In other words, choosing the impossible worlds strategy leads us to
introduction of a discriminated type of worlds, that is needed only to
distinguish between intensions of propositions, but is never used for
any reason other than that.

What the book under review contributes is a different answer to the
hyperintensionality problem--an answer that can solve it, but still does
not force us to have any impossible worlds.

This alternative solution is as simple as elegant: since classical
intensions, functions from possible worlds, cannot distinguish certain
fine-grained meaning distinctions, we should introduce a new kind of
intensions. These new intensions of F&L are primitives of the theory,
not functions. They are the same objects as individuals or possible
worlds. Besides, the domain of propositional intensions under F&L has
less rich structure imposed on it than it has under the standard
intensional semantics. Usually it is assumed that the propositional
domain is a lattice in which there is a partial order relation--that is,
entailment. F&L reject this common wisdom, proposing that the
domain of propositions is a prelattice, and that entailment is a
preorder relation in this lattice, rather than a partial order. After we
have replaced the ordering relation, it is possible to have two different
equality relations, one of which is intensional identity, and the other is
extensional identity. Weakening the ordering relation allows us to
have several propositions that mutually entail each other, but still are
not in the intensional identity relation.

Of course, if we adopt that, the overall architecture of the semantic
theory must be changed. Is it worth doing such a thing ''just'' to solve
the hyperintensionality problem? Though answers to such questions
usually depend more on taste than on reason, F&L show that such
theory is at the very least worth investigating.


Chapter 1 states the main goal of the monograph: to re-evaluate the
basics of current intensional semantic theories-descendants to
Montague's intensional semantics. In order to make the comparison
with the new proposals easier, the chapter contains a brief overview
of the standard Montague system.

In Chapter 2, the authors introduce mathematical apparatus that will
be needed further, and prove that if the entailment between
propositions is a partial order in a lattice, then mutual entailment
equals to identity. More informally, if the entailment relation is partial
order, there cannot be two distinct propositions that have the same
truth-conditions in all worlds.

This leaves just two logical possible solutions for the
hyperintensionality problem. The first is the impossible worlds strategy
sketched above. The second, adopted by F&L in the rest of the book,
is modeling the entailment relation as a preorder in a bounded
distributive prelattice rather than a partial order in a lattice--this will
allow us to have two propositions with the same Montagovian
intensions, but still distinct.

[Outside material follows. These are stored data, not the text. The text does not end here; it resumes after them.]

PR #5747, opened 2022-06-09
Add independent data expiration in `ProposersDataManager`

### LINKED ISSUE #5737: `ProposersDataManager` data expiration problem
`preparedProposerInfoByValidatorIndex` and `validatorRegistrationInfoByValidatorIndex` expiration should not relay on an API triggering a corresponding update. If suddenly a VC stops calling updates, data never expires.

We should subscribe `ProposersDataManager` to `SlotEventsChannel` and expire data `onSlot`

tbenr:
Makes sure that we are cleaning up prepared proposers and validator registrations when corresponding API calls are no more called. The cleanup happens on every second slot of each epoch.

Note: We also forgotten to expire validator registration, now it is covered by this PR.

## Fixed Issue(s)
fixes #5737

## Documentation

## Changelog


StefanBratanov (approved):
LGTM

In other words, it allows us to find a more
fine-grained intensions than the standard intensions are.

The rest of the chapter discusses previous work--on the one hand,
the impossible world approaches or approaches that were claimed not
to use impossible worlds but actually need them, as the authors show
in this chapter; and on the other hand, Bealer's (1982) intensional
logic and Turner's (1992) Property Theory, which are the
predecessors of the authors' proposal.

Chapter 3 gives the first idea of how the authors' solution may be
implemented. The authors formulate a very simple intensional theory
that is clearly not enough to model natural language semantics, but
still shows that constructing such theory that does not need to
collapse mutually entailed propositions is possible.

Chapters 4 and 5 respectively present two non-toy theories treating
intensions as primitives. The first one is Fine-Grained Intensional
Logic (FIL). FIL preserves the original Montague's system as much as
possible, while implementing the main idea of the book. FIL is a higher-
order theory, just of the familiar type for natural language

The other theory is called Property Theory with Curry Typing (PTCT).
Unlike FIL, PTCT is essentially first-order. However, being first-order
does not prevent it from accounting for various phenomena that are
often cited as arguments in favor of higher-order theories, like
generalized quantifiers. Though the form of the theory is not as
familiar for linguists as that of FIL, and its formal power is provably
smaller, it is shown that PTCT should not be considered inferior to FIL
with respect to treatment of natural language phenomena before
actual testing.

Both theories have two different identity predicates, and it is shown
that in both of them intensional identity entails extensional identity, but
not vice versa. Thus, the authors' proposal is successfully
implemented. From this point of the book, what becomes important is
not the implementation of a semantics allowing for more fine-grained
distinctions, but the degree of viability of this theory and its good and
bad points in comparison to other semantic theories.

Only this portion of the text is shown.